Malian forces engaged in a tussle against the Islamist militants within its borders whilst it executed 12 civilians in a retaliatory fight after one soldier was killed in May, according to the UN mission in Mali on Tuesday.
The Malian government had agreed to the fact that several abuses of force had erupted from the fight against the Jihadist group who camp in the central and northern part of the country.
Those abuses, as well as tit-for-tat attacks by rival ethnic groups, have fuelled surging violence across vast swathes of Mali, raising doubts about the government’s ability to organise a presidential election scheduled for July 29.
The U.N. mission in Mali, MINUSMA, said in a statement that its “investigation had concluded that Malian troops from the G5 Sahel – a joint task force with Niger, Chad, Burkina Faso and Mauritania – “summarily and/or arbitrarily executed 12 civilians at the Boulkessy cattle market” on May 19.”

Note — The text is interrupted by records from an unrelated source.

PR #1204, opened 2020-10-15
add new custom report

### LINKED ISSUE #1201: Custom regular report for Stanford Medicine Center for Improvement (SMCI)
Consider producing a custom report on a regular basis that includes both publications for users currently in profiles, as well as users not currently in profiles.

Most likely it will be a once a month report.  They need to have a citation or be able to build the citation they want.  Therefore, we were going to provide them with the most recent approved publications (from the last date received) with the following:

- First Published Date
- DOI URL
- Chicago Citation Format
- APA Citation Format
- MLA Citation Format

Additionally, we wanted to provide them with the separated fields that form the citation in the case they want to do their own formatting for the citation display on their website.  So that would be, for example:

- Title
- Article No.
- Pages
- DOI / DOI URL
- Journal Title
- Publisher
- Year Published
- Volume
- Issue
- Supplement Number
- Authors - First name, Middle Initial, Last Name

This would also need to include the author's details, when available:

- First Name
- Last Name
- Position
- sunet id
- profile id
- univ id
- email address

The thought is that possibly it would make sense, if you can pull the information for those without profiles, that you produce the full report for everyone that also includes the data for those with profiles (thus some of the fields noted above), so that the report is coming from one source and combined.  The number of researchers is from 94 - 130 from the current information we have.  Out of these there were around 33 that did not have profiles or active profiles and there a number that do not have full profiles that have the publication import option.  Also, we have staff members in the list who would also not have the publication import turned on by default, as this is only on by default for faculty and postdocs.

peetucket:
## Why was this change made?

Fixes #1201 

A specific custom report that combines publications from our database with WoS name queries for people not in our database.

Running the report on my laptop with various iterations of data.  New unit test to verify basic runnability.

None yet, but will add to the wiki.

### DIFF
--- a/lib/smci_report.rb
+++ b/lib/smci_report.rb
@@ -1,0 +1,220 @@
+# Exports all publications for the given sunets or cap_profile_ids in an 'approved' state
+#  and it also harvests publications by name for authors who do not have a sunet or cap_profile_id
+# This is a custom report for Stanford Medicine Center for Improvement (SMCI)
+#   specified in https://github.com/sul-dlss/sul_pub/issues/1201
+
+# October 2020
+
+# You must have an input csv file with the following columns (including a header row):
+#   sunetid,cap_profile_id,first_name,middle_name,last_name,institutions
+#
+#  For authors that exist in profiles, you can specify either a sunet or cap_profile_id (sunet preferred if both specified)
+#  For authors that do NOT exist in profiles, you MUST leave the cap_profile_id and sunet field columns blank, and then you must specify first name and last name
+#    and optionally middle name a comma delimited list of institutions (defaults to 'stanford' if no institutions provided)
+
+# You can run it on the Rails console with:
+#
+# smci = SMCIReport.new(input_file: 'tmp/input.csv', output_file: 'tmp/output_file.csv', date_since: '1/1/2000', time_span: '1year')
+# smci.run
+
+# You can also run as a rake task to avoid having to drop into the rails console:
+
+#
+# bundle exec rake sul:smci_export['tmp/authors.csv','tmp/results.csv','1/1/2000','10year']
+# bundle exec rake sul:smci_export['tmp/authors.csv','tmp/results.csv',,] # for all time
+
+# Note that in either case, the runtime may take a while (like 30 mins or longer) if you have a reasonable large (>100) number of authors
+#  so I'd suggest running in screen or nohup.
+
+# The 'input_file' parameter indicates where your input CSV file with the desired authors is.
+# The 'output_file' parameter species where the output CSV will be generated.
+
+# The 'date_since' parameter is optional and specifies the date after which publications for profiles authors will be exported
+#  The format for 'date_since'  is DD/MM/YYYY.
+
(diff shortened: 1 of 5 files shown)


lib/smci_report.rb
```diff
@@ -0,0 +1,205 @@
...
+#   specified in https://github.com/sul-dlss/sul_pub/issues/1201
+
+# October 2020
+
+# You must have an input csv file with the following columns (including a header row):
+#   sunetid,cap_profile_id,first_name,middle_name,last_name,institutions
+#
+#  For authors that exist in profiles, you can specify either a sunet or cap_profile_id (sunet preferred if both specified)
+#  For authors that do NOT exist in profiles, you MUST leave the cap_profile_id and sunet field columns blank, and then you must specify first name and last name
+#    and optionally middle name a comma delimtied list of institutions (defaults to 'stanford' if no institutions provided)
```
justinlittman, line 13: typo = delimtied

lib/smci_report.rb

It added that the report has been passed on to the Malian authorities and that Mahamat Saleh Annadif, the head of MINUSMA, “calls on the Malian authorities to ensure that the investigation underway is carried out as quickly as possible”.
Mali’s general elections was stated to hold later in July but the probability of its occurrence has been marred by several killings and abuse to which their former colonial master, France has issued a strong warning to the government to take charge of the situation.